-- Goal of the exercise --
If a line in the data holds the string "defaults", list it.

[Records from a data source]
------------------------------

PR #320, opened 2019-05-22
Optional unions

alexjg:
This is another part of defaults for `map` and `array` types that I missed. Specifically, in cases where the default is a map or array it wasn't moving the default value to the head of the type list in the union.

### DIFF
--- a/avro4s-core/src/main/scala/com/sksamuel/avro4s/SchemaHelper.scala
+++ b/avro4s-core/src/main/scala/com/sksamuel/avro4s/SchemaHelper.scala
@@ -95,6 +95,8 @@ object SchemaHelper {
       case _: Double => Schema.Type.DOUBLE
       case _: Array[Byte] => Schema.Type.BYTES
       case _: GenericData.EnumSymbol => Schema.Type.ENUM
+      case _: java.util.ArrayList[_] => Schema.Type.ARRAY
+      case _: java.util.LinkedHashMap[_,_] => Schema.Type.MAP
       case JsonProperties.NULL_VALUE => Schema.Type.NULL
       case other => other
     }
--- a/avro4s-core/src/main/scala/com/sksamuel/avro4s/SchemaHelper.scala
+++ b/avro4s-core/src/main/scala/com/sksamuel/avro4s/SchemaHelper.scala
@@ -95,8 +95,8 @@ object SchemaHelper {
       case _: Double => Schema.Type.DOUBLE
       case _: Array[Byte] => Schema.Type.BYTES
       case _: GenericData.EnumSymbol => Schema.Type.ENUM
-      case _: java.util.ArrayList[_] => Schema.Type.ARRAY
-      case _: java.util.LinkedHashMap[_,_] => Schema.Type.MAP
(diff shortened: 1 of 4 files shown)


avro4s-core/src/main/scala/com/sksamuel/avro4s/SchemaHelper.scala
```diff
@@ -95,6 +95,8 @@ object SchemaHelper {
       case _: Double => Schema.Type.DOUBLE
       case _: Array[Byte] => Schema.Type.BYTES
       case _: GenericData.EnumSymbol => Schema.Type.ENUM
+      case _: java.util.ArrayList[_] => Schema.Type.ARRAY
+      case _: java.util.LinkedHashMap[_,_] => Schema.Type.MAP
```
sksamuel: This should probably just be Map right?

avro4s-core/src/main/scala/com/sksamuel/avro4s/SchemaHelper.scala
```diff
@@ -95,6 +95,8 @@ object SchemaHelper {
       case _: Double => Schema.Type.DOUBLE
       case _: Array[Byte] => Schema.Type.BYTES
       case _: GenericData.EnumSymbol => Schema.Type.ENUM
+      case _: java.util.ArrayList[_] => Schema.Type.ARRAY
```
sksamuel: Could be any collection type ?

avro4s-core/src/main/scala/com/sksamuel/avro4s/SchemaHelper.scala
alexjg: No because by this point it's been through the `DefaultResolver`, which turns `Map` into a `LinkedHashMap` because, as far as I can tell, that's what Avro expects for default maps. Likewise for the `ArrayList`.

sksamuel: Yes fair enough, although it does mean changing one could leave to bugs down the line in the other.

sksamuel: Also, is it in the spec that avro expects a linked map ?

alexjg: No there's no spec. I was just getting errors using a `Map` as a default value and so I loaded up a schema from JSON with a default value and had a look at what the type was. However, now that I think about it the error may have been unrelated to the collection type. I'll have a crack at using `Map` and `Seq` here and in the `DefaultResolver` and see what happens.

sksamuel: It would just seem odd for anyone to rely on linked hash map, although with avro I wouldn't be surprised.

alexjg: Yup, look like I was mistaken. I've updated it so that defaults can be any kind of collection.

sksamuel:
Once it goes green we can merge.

------------------------------

-- The completed task --
This is another part of defaults for `map` and `array` types that I missed. Specifically, in cases where the default is a map or array it wasn't moving the default value to the head of the type list in the union.
alexjg: Yup, look like I was mistaken. I've updated it so that defaults can be any kind of collection.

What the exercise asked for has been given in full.